# February Photo Challenge



## Erin99 (Feb 1, 2010)

Thank you again to everyone who voted for me, though I feel credit should go to the runners up. I only won by one vote, so congrats to you too, Cul and Lady of Winterfell!

And thanks for this - it was my birthday last month, so it's an extra treat!

---------------------------------

Okay, I've been thinking about themes for this month, and among my ideas were _colour_, _macro_, and _The Natural World_. But then another idea struck, and it has a few interesting interpretations, so I've gone for that instead. Without further ado, January's theme is:






*CURVES*​

This could be one curve or many. Interpret it how you like! (No full-on naked ladies, though! )

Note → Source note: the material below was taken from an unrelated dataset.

PR #8435, opened 2026-07-01
[CI Optimization] Skip ZIP assembly in CI builds

### LINKED ISSUE #8434: Skip ZIP assembly in CI builds to reduce build time
## Problem

All 6 assembly modules produce both ZIP and tar.gz archives on every build. Only tar.gz is consumed downstream in CI (Docker images, integration tests). ZIP is needed for downstream release consumers but not for CI verification.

*As usual, these rules apply:

- Only two photos per person
- Please don't use photos that you're already posted around the site
- Voting usually starts around the 27th
- Anyone can vote, even those that didn't enter a photo.*​


----------



## Erin99 (Feb 1, 2010)

Any chance of renaming this thread, Cul or Py? I've been feeling waaay beyond tired today, so I wrote "January", not "February"! Gah! Leisha, where is your brain?!

*grovels at Mr Mod's feet*

*quickly exits*

Thanks!


----------



## AE35Unit (Feb 1, 2010)

Cyvs, hmm, that, lady, could tyn out innarestin!


----------



## Rosemary (Feb 1, 2010)

*Re: January Photo Challenge*

I'm pretty sure I haven't posted this one before - well I couldn't find a copy 

The Curves Of A Pitcher Plant


----------



## The Ace (Feb 1, 2010)

I didn't know Leisha could read minds.


----------



## GOLLUM (Feb 2, 2010)

Well done Leisha...

That's a nice photo Rosemary. What camera were you using?


----------



## Culhwch (Feb 2, 2010)

Leisha said:


> I only won by one vote, so congrats to you too, Cul and Lady of Winterfell!


 
Bah, second place is really just first loser!

Kidding, of course - well done, Leish. I really need to update the Honour Roll, but I 'spect you're trouncing the rest of us in the all-time stakes...

And a good theme, and a great start by Rosie, lovely image. I have some ideas for this month, so I hope I get a chance to snap away!


----------



## Lady of Winterfell (Feb 2, 2010)

Leisha said:


> I only won by one vote, so congrats to you too, Cul and Lady of Winterfell!​


 
Thanks Leisha, but the win is all yours.  And great theme!


----------



## Talysia (Feb 2, 2010)

Great theme this month, Leisha - got a few ideas in mind, so I'll see what I can come up with.


----------



## Wybren (Feb 3, 2010)

Congratulations Loopy! and good choice for a theme.

Here is one I took yesterday which might fit, the curves of a dolphin as it jumps


----------



## GOLLUM (Feb 3, 2010)

Wow! that's a neat shot.

Wybren may be my early club house leader....


----------



## Culhwch (Feb 3, 2010)

A day at Seaworld, I presume, Wyb? Lovely shot. My wife and I were there (if it is Seaworld...) a couple years back now, when I still had my film camera, but I never got any good shots...


----------



## Wybren (Feb 3, 2010)

Thanks  Yeah we went to Seaworld yesterday for the TM's birthday, rained half the time but thankfully it stopped raining long enough to get a few shots in.


----------



## Talysia (Feb 5, 2010)

Wow - I love the pitcher plant, Rosie, and those dolphins are brilliant, Wy! Good start to the contest!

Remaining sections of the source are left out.